Aardbeibladaaltje

Aphelenchoides fragariae

Herkenning. Planten gegroeid uit aangetaste bollen blijven achter in groei. Zij bloeien meestal niet en hebben misvormde loofbladeren. Vooral de topblaadjes kunnen misvormd en verdikt zijn. Deze staan vaak onregelmatig of dicht bijeen op de stengel ingeplant. De symptomen lijken enigszins op die welke ontstaan door een beschadiging van de spruit door nachtvorst of door te warme omstandigheden tijdens de bewaring van de bollen. Onder vochtige omstandigheden kunnen normaal uitgegroeide bladeren van gezonde planten vanuit zieke planten in de omgeving worden aangetast. Bij fijnnervige lelies ontstaat dan een egale, bronsgroene tot bruine verkleuring van het blad dat vervolgens voortijdig afsterft en afvalt. Lelies met dikke bladnerven vertonen een enigszins ander beeld. Er kunnen gele en later bruine sectoren in het blad ontstaan of het blad verkleurt eerst aan één kant en pas daarna helemaal. Ook kan soms een afwijkend symptoom voorkomen in de vorm van witte spikkels op omkrullende bladeren. Bij bladeren van gezonde planten die door omstanders worden geïnfecteerd, ontstaan de symptomen het eerst in de bladoksels of bij afhangend blad aan de bladtop. Ook de zaaddozen kunnen worden aangetast en zelfs het zaad, dat dan een donkere kleur krijgt.

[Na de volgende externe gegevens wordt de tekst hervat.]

PR #595, opened 2022-06-17
Machine Tolerances MINRES_QLP and SYMMLQ

geoffroyleconte:
- For MINRES_QLP, test1 is correctly computed at iter 3 (because x is not updated until iter 3, so `xNorm == 0`)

Karakteristiek voor een aantasting door bladaaltjes is dat bij de eenjarige teelt de zieke planten die gegroeid zijn uit aangetaste bollen meestal verspreid voorkomen en dat de ziekte zich later pleksgewijs in het gewas uitbreidt. 

Levenswijze. Zowel het aardbeienbladaaltje als het chrysantenbladaaltje kan lelie aantasten. Het aardbeienbladaaltje komt bij lelies het meest voor. Bladaaltjes zijn voor hun ontwikkeling afhankelijk van temperatuur en vochtigheid. Ze zijn gevoelig voor matig hoge temperaturen: in leliebollen worden bladaaltjes al gedood door een warmwaterbehandeling van 2 uur 39°C. In de grond kunnen bladaaltjes niet langer dan enkele weken in leven blijven. Overdracht naar een volgend seizoen gebeurt door besmette oksel-, stengel- en hoofdbollen en ook met zaad. Bij planten die uit aangetaste bollen zijn gegroeid (primair aangetaste planten) komen de in het bladweefsel aanwezige aaltjes onder vochtige weersomstandigheden via de huidmondjes naar buiten. Zij worden dan gemakkelijk door opspattend water of wind verspreid, waardoor de aantasting zich in een langdurig nat gewas explosief kan uitbreiden. In de kas en bij droog weer ook buiten vindt bijna geen uitbreiding plaats. Besmetting kan ook plaatsvinden vanuit andere cultuurgewassen of vanuit onkruiden. Van het aardbeienbladaaltje zijn meer dan 600 waardplanten bekend, waaronder enkele algemeen voorkomende onkruiden, zoals herderstasje, muur en klein kruiskruid. Bij de laatste komen de aaltjes zelfs in het zaadpluis voor. Het chrysantenbladaaltje kan ook dahlia, nerine, Colchicum, Eremurus, Fritillaria en verscheidene vaste planten zoals pioenen aantasten. Alle in Nederland geteelde lelies zijn vatbaar voor een aantasting door bladaaltjes. 

Maatregelen: afwijkende planten vroegtijdig verwijderen; goede onkruidbestrijding toepassen, omdat veel onkruiden waardplant zijn voor bladaaltjes; leliezaad uit voorzorg steeds een warmwaterbehandeling geven; eerst 12 uur voorweken en dan gedurende 3 uur behandelen in warm water bij 45°C; plantgoed een warmwaterbehandeling geven van 2 uur bij 41°C of, indien de cultivar deze behandeling niet verdraagt, 2 uur bij 39°C; bollen bestemd voor het schubben een warmwaterbehandeling geven van 2 uur bij 39°C; gezonde en 'gekookte' partijen niet naast besmette (bijvoorbeeld 2-jarige) partijen telen; besmette ingevroren bollen (Orientals en Longiflorums) bestemd voor bloemproductie, vlak voor het planten een warmwaterbehandeling geven van 2 uur bij 39°C.